*What you are asked to do*. Could you work out how many lines in the material below hold the word "local"? Give only the number in reply.
/---
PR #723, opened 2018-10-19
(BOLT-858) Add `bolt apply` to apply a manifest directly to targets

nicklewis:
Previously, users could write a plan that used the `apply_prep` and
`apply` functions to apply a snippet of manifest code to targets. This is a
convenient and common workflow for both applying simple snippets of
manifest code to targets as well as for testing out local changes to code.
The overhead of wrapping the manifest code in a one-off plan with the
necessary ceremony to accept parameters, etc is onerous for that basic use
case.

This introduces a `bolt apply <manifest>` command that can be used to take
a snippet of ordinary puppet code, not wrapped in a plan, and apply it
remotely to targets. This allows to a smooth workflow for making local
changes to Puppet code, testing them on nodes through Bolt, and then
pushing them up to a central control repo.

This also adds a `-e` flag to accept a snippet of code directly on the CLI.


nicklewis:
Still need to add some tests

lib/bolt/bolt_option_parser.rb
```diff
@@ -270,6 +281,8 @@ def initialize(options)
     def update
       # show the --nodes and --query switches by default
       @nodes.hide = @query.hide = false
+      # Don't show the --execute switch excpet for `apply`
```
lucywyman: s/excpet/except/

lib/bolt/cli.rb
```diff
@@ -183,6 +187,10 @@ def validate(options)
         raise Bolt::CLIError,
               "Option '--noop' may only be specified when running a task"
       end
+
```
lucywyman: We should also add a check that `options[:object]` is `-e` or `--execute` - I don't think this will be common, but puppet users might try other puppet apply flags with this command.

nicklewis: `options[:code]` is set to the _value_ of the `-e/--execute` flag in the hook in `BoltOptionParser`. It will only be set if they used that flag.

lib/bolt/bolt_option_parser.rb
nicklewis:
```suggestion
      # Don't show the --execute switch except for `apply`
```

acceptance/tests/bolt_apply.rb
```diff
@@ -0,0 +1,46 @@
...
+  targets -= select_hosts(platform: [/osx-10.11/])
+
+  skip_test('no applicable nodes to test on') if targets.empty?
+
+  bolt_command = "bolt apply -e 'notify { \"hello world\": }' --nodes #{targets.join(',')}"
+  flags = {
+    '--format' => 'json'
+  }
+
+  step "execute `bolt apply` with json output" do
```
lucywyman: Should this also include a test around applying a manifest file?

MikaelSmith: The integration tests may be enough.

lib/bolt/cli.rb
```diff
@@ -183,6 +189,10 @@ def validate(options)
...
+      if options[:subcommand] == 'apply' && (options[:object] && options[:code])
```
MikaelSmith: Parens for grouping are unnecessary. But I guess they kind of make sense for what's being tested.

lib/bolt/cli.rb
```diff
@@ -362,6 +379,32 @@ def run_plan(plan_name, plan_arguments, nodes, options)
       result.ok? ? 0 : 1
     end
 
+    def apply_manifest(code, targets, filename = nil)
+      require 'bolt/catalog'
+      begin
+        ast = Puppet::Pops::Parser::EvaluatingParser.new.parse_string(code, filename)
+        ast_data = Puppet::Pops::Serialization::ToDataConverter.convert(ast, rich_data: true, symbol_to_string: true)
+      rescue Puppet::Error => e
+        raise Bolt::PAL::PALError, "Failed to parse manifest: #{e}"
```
\---
*Exercise answer*. 2